Quelque 150 000 entreprises françaises ont obtenu un accord en vue d’obtenir un prêt garanti par l’Etat pour un montant total représentant 22 milliards d’euros, a annoncé mardi le directeur général de bpiFrance Nicolas Dufourcq sur BFM Business. Pour permettre aux entreprises de faire face au coup d’arrêt à l’économie provoquée par l’épidémie de coronavirus, le gouvernement a mis sur pied un dispositif de prêts garantis par l’Etat pour un total pouvant atteindre jusqu’à 300 milliards d’euros. Le directeur général de bpiFrance, acteur clef du dispositif des prêts garantis, a ajouté que 40 milliards d’euros de demandes supplémentaires étaient en cours d’examen.”Je pense que nous passerons les 100 milliards d’euros sans hésitation”, a-t-il dit.
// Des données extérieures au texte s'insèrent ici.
PR #6202, opened 2026-04-07
feat: add inline reply on notifications (Win, Mac)

WofWca:
- **refactor: move `unknownErrorToString` to `shared`**
- **feat: add inline reply on notifications (Win, Mac)**

image

Electron recently added support for these on Windows,
so now I think it's worth implementing.

Platforms that don't support this are not affected:
they would simply not have the "reply" UI on the notification.

This is also compatible with earlier Electron versions,
namely the one that is used on the community FreeBSD distribution,
where it's Electron v39 IIRC.

Note that we already have inline replies on Tauri.


nicodh (approved):
Reviewed by reading & testing (on Windows)

Except notifications.ts all other changed files are only affected by the unknownErrorToString move

PR #6203, opened 2026-04-07
improvement: HTML viewer: move Load Remote Images

### LINKED ISSUE #4344: "Show Full Message…" window has "Show remote images" option even when there are no remote images
- Operating System (Linux/Mac/Windows/iOS/Android): Debian GNU/Linux trixie (testing)
- Delta Chat Version: 1.48.0
- Expected behavior: only present "Show Remote Images" checkbox when a message actually has remote images
- Actual behavior:  "Show Remote Images" checkbox appears in every large message.
- Steps to reproduce the problem:  Send a long message with no remote images or other resources to an account with deltachat-desktop.  click "Show Full Message …".  look in the upper right corner of the new window.

Having the "Show remote images…" option present even when there are no remote images simply encourages people to get used to checking that box just to see whether the message they get will change.  this is unhealthy conditioning.

WofWca:
Closes https://github.com/deltachat/deltachat-desktop/issues/4344.

The point is to make it more "hidden" so that people don't click it
just to see what it does.

Although the original issue is about the option being displayed
even when there are no remote images,
this commit improves the situation with that.

Note that this MR doesn't affect Tauri. In Tauri things remain as is.

### DIFF
--- a/packages/target-electron/src/windows/html_email.ts
+++ b/packages/target-electron/src/windows/html_email.ts
@@ -255,7 +255,7 @@ export function openHtmlEmailWindow(
         label: tx('load_remote_content'),
         checked: loadRemoteContent,
         click() {
-          update_restrictions(null, !loadRemoteContent)
+          update_restrictions(!loadRemoteContent)
         },
       }),
       always_show: () => ({
@@ -270,7 +270,7 @@ export function openHtmlEmailWindow(
             HTMLEmailAlwaysLoadRemoteContent: newValue,
           })
           // apply change
-          update_restrictions(null, newValue, true)
+          update_restrictions(newValue, true)
         },
       }),
       dont_ask: () => ({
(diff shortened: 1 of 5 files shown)


nicodh (approved):
Reviewed by reading & testing

Works as expected.

The 3dot menu is very small, but that's out of scope of this PR

image

r10s (approved):
it fixes the issue, can be merged as-is therefore

however, as this now always requires on additional tap, the "show warning" and "always load" option and their counterplay becomes even more weird and hard to understand for everyone who is not a nerd or a dev. the original idea was "i want to toggle that super quick, with one tap!!!!", it is still one tap less, but well, it is not worth having three menu options for that part.

in a subsequent PR, let's do the same as on android/iOS here, so always show a dialog and offer the options "Never", "Once", "Always". this would make things consistent, and remove some additional questions the user has.

this will slow down the "tapping" incentive even more

PR #6206, opened 2026-04-08
simplify call wording

r10s:
it is clear by position of the bubbles if it is incoming/outgoing, for summaries it is not important enough information, see https://github.com/deltachat/deltachat-android/pull/4263 for more discussions.


WofWca (approved):
I didn't assess whether this is good in itself, but this is in line with DC Android.

Also I have checked that these are the only places where `outgoing_video_call` and `incoming_audio_call` are used in DC Desktop,

PR #6207, opened 2026-04-09
feat: add button to clear all relay storage

link2xt:
This is a PR for testing https://github.com/chatmail/core/pull/8105

Not meant as a final UI, I have just put the button somewhere so I can click it and see if it works, currently looks like this:
image

It successfully wiped all my storage, now quota is reset to 0.


r10s:
with https://github.com/chatmail/relay/pull/929 merged, the main reason for that function is removed

PR #6208, opened 2026-04-09
refactor: simplify startup accounts path check

WofWca:
It doesn't make sense to wait for `initIsWindowsStorePackageVar`
prior to checking the existence of the path.

This also improves performance a little,
thanks to using the async version.


nicodh (approved):
While I agree that it is cleaner not to wait for initIsWindowsStorePackageVar to detect the accountsPath I doubt if the performance improvement is measurable

Issue #6210, opened 2026-04-09
crash on using the app


r10s:
the last days, i got random crashes, not sure if they are related to any action. i cannot reproduce it. but this time, i saved the log locally :)

[crash.txt](https://github.com/user-attachments/files/26607815/crash.txt)

i cannot remember having crashes like that before, but also here, not sure :)

version 2.48
macOS 15.7.3

WofWca:
Looks like a Chromium crash, but maybe I'm just not qualified to read the log?

First thing to try is upgrading Electron I guess.

nicodh:
Memory Tag 253 48.0G
Memory Tag 255 1.3T 

The virtual memory tags are absurd high

nicodh:
Maybe related to https://github.com/electron/electron/issues/49462 ?

There are the same high MemoryTags 48G & 1.3T

r10s:
> First thing to try is upgrading Electron I guess.

this is also what LLM suggested :)

> The virtual memory tags are absurd high

the app was definetely not running for a long time, maybe 10 minutes

WofWca:
Oops, closed accidentally

r10s:
another one, maybe same:

https://gist.github.com/r10s/bccf09cadcb227d25605ed1dd6259d15

Raiden-GH:
Version 2.49.0 crashes frequently on my system. I have the impression that it often happens shortly after launching the app, just as a new message arrives. But I need to monitor this further.

macOS 26.4.1
DC-Desktop 2.49.0 Electron-Version (Apple Silicon)

nicodh:
Is it the store install or the dmg?

r10s:
for me, it is dmg installation

Raiden-GH:
It is the dmg installation.

WofWca:
Looks similar to https://github.com/electron/electron/issues/50247 or https://github.com/electron/electron/issues/50393 but not sure. Those seem also Mac-specific.

WofWca:
We also got a Delta Chat log with an entry triggering `unhandledrejection`: "Unhandled Rejection: undefined".

https://github.com/deltachat/deltachat-desktop/blob/e75c0d712323734fd2ee2e8ad97c78e0bc915375/packages/frontend/src/App.tsx#L124-L130

It's the last entry in the log. The previous ones look normal

Raiden-GH:
I can now reliably reproduce the crash.

[...]

PR #6211, opened 2026-04-09
chore: upgrade Electron

WofWca:
This might fix
https://github.com/deltachat/deltachat-desktop/issues/6210.

### DIFF
--- a/packages/target-electron/package.json
+++ b/packages/target-electron/package.json
@@ -81,7 +81,7 @@
     "application-config": "^3.0.0",
     "chai": "^5.1.1",
     "debounce": "^1.2.0",
-    "electron": "^41.1.0",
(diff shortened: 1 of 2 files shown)


WofWca:
I tested it. It works (i.e. doesn't break horribly, but IDK if it fixes the issue).

nicodh:
> This might fix #6210.

Just a guess or were there related fixes?

WofWca:
There are some fixes for crashes in the change log, but I don't think they are directly relevant.

So yep, basically just a guess.

nicodh:
It's always a bit risky to upgrade shortly(?) before a bugfix release - but if there are crashes now anyway it might be worth

nicodh (approved):
Reviewed by reading &"smoke" testing

PR #6212, opened 2026-04-10
fix: add bg for quotes in video msg

nicodh:
Resolves #6192 

image


WofWca (approved):
Looks better, I'd say fixes the issue. Nice that it's after all possible to reuse the existing styles.

PR #6213, opened 2026-04-10
refactor: DRY `AppStoreUrl`

WofWca:
This was the intent of the commit that introduced this variable
but I guess I forgot to actually use it.


nicodh (approved):
Reviewed by reading

PR #6215, opened 2026-04-10
feat: custom app picker URL setting

WofWca:
- **refactor: DRY `AppStoreUrl`**
- **refactor: App Picker: don't export `AppStoreUrl`**
- **refactor: make `DeltaInput` support more props**
- **refactor: narrower `setDesktopSetting` types**
- **refactor: setDesktopSetting: allow `undefined` val**
- **feat: setting to set app picker URL**

image

For testing one can use https://wofwca.github.io/webxdc_website/apps/.

Related: https://github.com/webxdc/website/issues/135.

### DIFF
--- a/_locales/_untranslated_en.json
+++ b/_locales/_untranslated_en.json
@@ -64,5 +64,8 @@
   },
   "paste_in_qr_scanner": {
     "message": "Click to paste it in QR scanner"
+  },
+  "webxdc_store_url_explain_2_desktop": {
+    "message": "This is different from the same feature on Android and iOS.\nThis must be the path containing the xdcget-lock.json file."
   }
 }
--- a/packages/e2e-tests/tests/basic-tests.spec.ts
+++ b/packages/e2e-tests/tests/basic-tests.spec.ts
@@ -420,6 +420,34 @@ test('add app from picker to chat', async () => {
   expect(finalAppIconsCount).toBeGreaterThan(initialAppIconsCount)
 })
 
+test('custom app picker URL', async () => {
+  // It's the default URL but still let's check if things work.
+  // Change casing to check if changing the setting value works
+  const newUrl = 'HTTPS://APPS.TESTRUN.ORG/'
+
+  await page.getByRole('button', { name: 'Settings' }).click()
+  await page.getByRole('button', { name: 'Advanced' }).click()
+  const settingsDialog = page
+    .getByRole('dialog')
+    .filter({ hasText: 'Advanced' })
+
+  await expect(settingsDialog).not.toContainText(newUrl, { ignoreCase: false })
+  await page.getByRole('button', { name: 'App Picker URL' }).click()
+  await page.getByRole('dialog').last().getByRole('textbox').fill(newUrl)
+  await page.keyboard.press('Enter')
+  await expect(settingsDialog).toContainText(newUrl, { ignoreCase: false })
+
+  await page.keyboard.press('Escape')
+  await page.keyboard.press('Escape')
+
+  await page.getByRole('button', { name: 'Attach' }).click()
+  await page.getByRole('menuitem', { name: 'App' }).click()
+  await page.getByRole('button', { name: 'Poll' }).first().click()
+  await page.getByRole('button', { name: 'Add to Chat' }).click()
+  await page.getByRole('button', { name: 'Send', exact: true }).click()
+  await expect(page.locator(`.message`).last()).toContainText('Poll')
+})
+
 test('recent apps context menu', async () => {
   await page
     .getByTestId('last-used-apps')
--- a/packages/e2e-tests/tests/basic-tests.spec.ts
+++ b/packages/e2e-tests/tests/basic-tests.spec.ts
@@ -11,6 +11,7 @@ import {
   reloadPage,
   sendMessage,
   test,
+  selectChat,
 } from '../playwright-helper'
 
 /**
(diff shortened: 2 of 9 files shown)


WofWca:
Thinking this over: there might be a bit of a problem in the fact that this feature is not exactly 1-1 with the respective Android feature. The thing is that Android expects that the URL will load a website (index.html), and Desktop with this MR expects that there is gonna be `./xdc-lock.json` file at that URL. Which is only the case for https://wofwca.github.io/webxdc_website/apps/.

Maybe one could say that this is a problem of the store websites. Or we should make the distinction with the Android's feature clearer.

r10s:
iirc, it was mentioned elsewhere: we need to first fix the main-website to allow using the exact same url on both, android and desktop. this is very likely easier than to deal with frustrated user, confusion and additional support questions

WofWca:
Rebased

WofWca:
OK, I amended the last commit, added an extra string to the dialog. See the new screenshot in the MR description.

WofWca:
> iirc, it was mentioned elsewhere: we need to first fix the main-website

To clarify, I heard that later in private discussions it was concluded that this feature is still useful.

Despite the fact that I think it's better to proceed with my plan https://github.com/webxdc/website/issues/135 rather than making users change the URL, we anyway should not have unchangeable hard-coded URLs (which this MR helps with).

_locales/_untranslated_en.json
```diff
@@ -64,5 +64,8 @@
   },
   "paste_in_qr_scanner": {
     "message": "Click to paste it in QR scanner"
+  },
+  "webxdc_store_url_explain_2_desktop": {
+    "message": "This is different from the same feature on Android and iOS.\nThis must the path containing the xdcget-lock.json file."
```
nicodh:
```suggestion
    "message": "This is different from the same feature on Android and iOS.\nThis must be the path containing the xdcget-lock.json file."
```
Wouldn't it be better to validate the path by checking that there is an xdcget-lock.json file provided? Then we don't need to mention it in the hint but just show an error in case it misses:
"This is not a valid app picker URL. No xdcget-lock.json was found in that path!"

packages/shared/shared-types.d.ts
```diff
@@ -86,6 +89,12 @@ export interface DesktopSettingsType {
   autostart: boolean
   /** whether to start Electron with system on supported platforms */
   autostartElectron: boolean
+  /**
+   * URL relative to which to fetch the `xdc-lock.json` file.
```
nicodh:
```suggestion
   * URL relative to which to fetch the `xdcget-lock.json` file.
```

packages/frontend/src/components/AppPicker/index.tsx
```diff
@@ -134,7 +146,13 @@ export function AppPicker({ onAppSelected }: Props) {
       let count = 0
       for (const app of apps) {
         BackendRemote.rpc
-          .getHttpResponse(selectedAccountId(), AppStoreUrl + app.icon_relname)
+          .getHttpResponse(
+            selectedAccountId(),
+            // Note that here we're still using the default store URL.
+            // This is because we don't expect the custom store to host icons.
+            // We only expect the `xdc-lock.json` file from it.
```
nicodh:
```suggestion
            // We only expect the `xdcget-lock.json` file from it.
```

So what is the idea to handle the icons then? This means the app picker url is not intended to provide other or additional apps but just an other url? Is it reasonable to list apps without icons?

packages/e2e-tests/tests/basic-tests.spec.ts
```diff
@@ -421,6 +422,39 @@ test('add app from picker to chat', async () => {
...
 
+test('custom app picker URL', async () => {
+  const userA = existingProfiles[0]
+  const userB = existingProfiles[1]
+  await switchToProfile(page, userA.id)
+  await selectChat(page, userB.name)
+
+  // It's the default URL but still let's check if things work.
+  // Change casing to check if changing the setting value works.
+  const newUrl = 'HTTPS://APPS.testRUN.ORG/'
```
nicodh, line 435: It's not clear what exactly we test here. The fact that casing is ignored when a custom URL is provided? Should the URL fail the appStoreUrl === defaultAppStoreBaseUrl condition in [AppPicker/index.tsx#375 ](https://github.com/deltachat/deltachat-desktop/pull/6215/changes#diff-0503af9120be813fec4e65f02c25da3cb71bdc11930120e2a3dabd6e8ff3d206R374) so the URL is used as "fake" custom URL?

At least this comment should then say somethinglike: the different casing should trick the settings store to consider it a new URL while the network just ignores the case.

Don't we want to normalize case when adding a new URL?

_locales/_untranslated_en.json
WofWca: That'd be nice, but this is an advanced feature anyway, which is also subject to change. So I'd say this can go in a follow-up.

packages/frontend/src/components/AppPicker/index.tsx
WofWca: > So what is the idea to handle the icons then?

WDYM?

> This means the app picker url is not intended to provide other or additional apps but just an other url?

As of now, yes, this is the main idea.

> Is it reasonable to list apps without icons?

This is indeed not great, but it is better than not providing anything at all.

packages/e2e-tests/tests/basic-tests.spec.ts
WofWca: > Don't we want to normalize case when adding a new URL?

What would be the purpose? I don't think we need extra logic. Especially given that URL paths are actually case-sensitive in general, i.e. observable by the server.

WofWca:
Fixed comments and the string, as suggested.

nicodh (approved):
Reviewed by reading & testing

PR #6216, opened 2026-04-10
style: round outline for settings button

WofWca:
And also make sure that it's centered inside the outline,
by setting `line-height: 0`.

image

### DIFF
--- a/packages/frontend/src/components/AccountListSidebar/styles.module.scss
+++ b/packages/frontend/src/components/AccountListSidebar/styles.module.scss
@@ -199,6 +199,8 @@
 
   .settingsButton {
     background-color: transparent;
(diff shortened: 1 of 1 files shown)


r10s:
what is the reason for that change?

WofWca:
The reason is that it looks better than what we have now:

image

r10s:
i will have a closer look these days. what i always disliked is that it looked too disabled

r10s:
yip, the settings icon should be focused inside the focus rectangle.

but the focus rectangle should be the same as for other buttons on the sidebar, so not round.

if one wants to improve things here, it makes sense to have the settings icon a bit lighter, roughly the same white level as the other icons

PR #6217, opened 2026-04-10
improvement: better app picker fetch error msg

WofWca:
Especially now that it's possible to set a custom app store URL,
let's make it clearer what's going on.

TODO:
- [x] Merge the base, up to the last commit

Les assureurs mettent (enfin) la main à la poche

Alors que la plupart des entreprises ne sont pas couvertes pour les risques liés à l’interruption d’activité découlant du confinement, le gouvernement avait jusqu’ici jugé insuffisante l’action des assureurs. Les acteurs du secteur des assurances en France, pressés par le gouvernement d’investir davantage pour soutenir une économie malmenée par la crise sanitaire, proposent désormais de porter à près de 2,5 milliards d’euros leur participation à l’effort national. Dans le détail, les assureurs français proposent “d’investir 1,5 milliard d’euros sur des PME, notamment des PME de santé, dans le cadre d’un fonds qui se trouve à la Caisse des dépôts et consignations”, a annoncé Bruno Le Maire. Les assureurs proposent également de doubler leur participation au fonds de solidarité pour les TPE, indépendants, micro-entrepreneurs et professions libérales, à 400 millions d’euros, ainsi que d’accorder 500 millions d’euros de remises commerciales à leurs clients, a précisé Bruno Le Maire.

Cours à distance défiscalisés

Pour tenir compte du confinement et de la nécessité de poursuivre l’enseignement des élèves, le gouvernement a décidé d’étendre le bénéfice du crédit d’impôt aux cours de soutien scolaire réalisés à distance, alors qu’ils devraient normalement avoir lieu à domicile pour ouvrir droit à l’avantage fiscal de 50 % de la somme dépensée. Les cours de soutien scolaire donnés chez les élèves ouvrent droit au crédit d’impôt pour l’emploi d’une personne à domicile. Avec l’instauration du confinement pour lutter contre la progression de l’épidémie de coronavirus – Covid 19, rares sont les professeurs qui se déplacent. Compte tenu de cette situation et du fait que les établissements scolaires sont fermés, de nombreux parents ont décidé d’inscrire leurs enfants à des cours particuliers à distance, par visioconférence.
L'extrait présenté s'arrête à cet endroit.